Active Adaptation Environments

November 29, 2025 · View on GitHub

This folder holds the environment scaffolding that wires Isaac Sim/MuJoCo scenes to modular MDP components.

Files at a glance

  • base.py — top-level env class (_Env) that instantiates and orchestrates MDP pieces. It registers callbacks for reset, pre_step, post_step, update, and debug_draw.
  • mdp/base.py — base interfaces for MDP components (Action, Command, Observation, Reward, Termination). Components share a common lifecycle (reset, step, update) so the env can call them uniformly.
  • mdp/ — concrete MDP modules for task specializations.

Core Execution Flow

  • Commands: command_manager.reset runs on env reset; command_manager.step runs every step (registered as pre_step); command_manager.debug_draw runs when GUI is enabled.
  • Actions: action_manager.reset runs on reset; actions are applied during step after policy outputs are clipped/scaled.
  • Observations: each observation group is an ObsGroup that concatenates per-sensor builders; groups are cached and exposed via TorchRL specs.
  • Rewards/terminations: reward terms accumulate during step; terminations (done/terminated/truncated) are computed and stored in the TensorDict.
  • Randomizations/addons: optional hooks registered as callbacks to perturb environments or add symmetry transforms.

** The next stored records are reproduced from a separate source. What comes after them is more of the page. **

PR #1141, opened 2016-06-14
Update Algorithm Pig Latin

dakshshah96:
Refer #1094

### DIFF
--- a/Algorithm-Pig-Latin.md
+++ b/Algorithm-Pig-Latin.md
@@ -1,20 +1,34 @@
 # Algorithm Pig Latin
 
-### Problem Explanation:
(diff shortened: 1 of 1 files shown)


Algorithm-Pig-Latin.md
```diff
@@ -117,40 +157,33 @@ translatePigLatin("consonant");
 
 :rocket: [Run Code](https://repl.it/CLmv/0)
 
-### Fourth Solution (recursive and declarative)
```
Rafase282: I would prefer this answer over any of the others, the other 3 uses regex, this is the only one that does not.

dakshshah96: True! Alright, I'll make the necessary changes. Should I put this as the Basic solution?

Rafase282:
I would say drop the second solution from the original so they would go in this order, 1,3,4 as beginer, intermediate, advance.

dakshshah96:
@Rafase282 I've implemented the suggestions. Hope it's alright!

Rafase282:
Great, thanks!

Callback lifecycle in code

Registration (excerpt):

# base.py
self._reset_callbacks = []
self._pre_step_callbacks = []
self._post_step_callbacks = []
self._update_callbacks = []
self._debug_draw_callbacks = []

self._reset_callbacks.append(self.command_manager.reset)
self._debug_draw_callbacks.append(self.command_manager.debug_draw)

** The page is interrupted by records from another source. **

PR #1163, opened 2016-06-20
<Added solution using a while loop>

zk433:


alayek:
@zk433 thanks for your interest in contributing. 

However, this solution is no different from `for` loop. Any `while` loop can be converted to a `for` loop, and vice-versa.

self._reset_callbacks.append(self.action_manager.reset)
self._debug_draw_callbacks.append(self.action_manager.debug_draw)

# observations / rewards / terminations also append their
# startup/reset/update/post_step hooks here

Execution at reset:

def _reset(...):
    ...
    if len(env_ids):
        self._reset_idx(env_ids)
        self.scene.reset(env_ids)
    self.episode_length_buf[env_ids] = 0
    for callback in self._reset_callbacks:
        callback(env_ids)
    tensordict.update(self.observation_spec.zero())
    return tensordict

Execution each step (pre/post/compute/update):

def _step(tensordict):
    for substep in range(self.decimation):
        self.apply_action(tensordict, substep)
        for callback in self._pre_step_callbacks:
            callback(substep)
        self.scene.write_data_to_sim()
        self.sim.step(render=False)
        self.scene.update(self.physics_dt)
        for callback in self._post_step_callbacks:
            callback(substep)
    self._update()                       # calls all update callbacks
    tensordict.update(self._compute_reward())
    self.command_manager.update()        # runs after rewards
    self._compute_observation(tensordict)
    tensordict.set("terminated", self._compute_termination())
    ...

HDMI task components

HDMI tasks are assembled from modules in active_adaptation/envs/mdp/commands/hdmi:

  • Command (command.py)
    • RobotTracking implements robot tracking with reference state initialization in sample_init.
    • RobotObjectTracking implements robot-object co-tracking.
  • Observations (observations.py)
    • Reference Motion: future ref joints (ref_joint_pos_future, ref_joint_vel_future), ref roots in robot frame, local/body deltas (diff_body_*).
    • Action-aligned refs: ref_joint_pos_action / ref_joint_pos_action_policy expose targets normalized by action scaling, used for residual action space policies.
    • Object features: contact targets vs. EEF (ref_contact_pos_b, diff_contact_pos_b), object pose in robot frame (object_xy_b, object_heading_b, object_pos_b, object_ori_b), object joint states, and future deltas (diff_object_*_future).
  • Rewards (rewards.py)
    • Keypoint/body tracking (pos/ori/vel) with global or root-aligned frames, exponential or error forms.
    • Joint tracking (pos/vel) with tolerances.
    • Object tracking: position/orientation/joint targets.
    • Contact reward: EEF-to-target distance and force terms (eef_contact_exp, eef_contact_exp_max, eef_contact_all) conditioned on reference contact labels.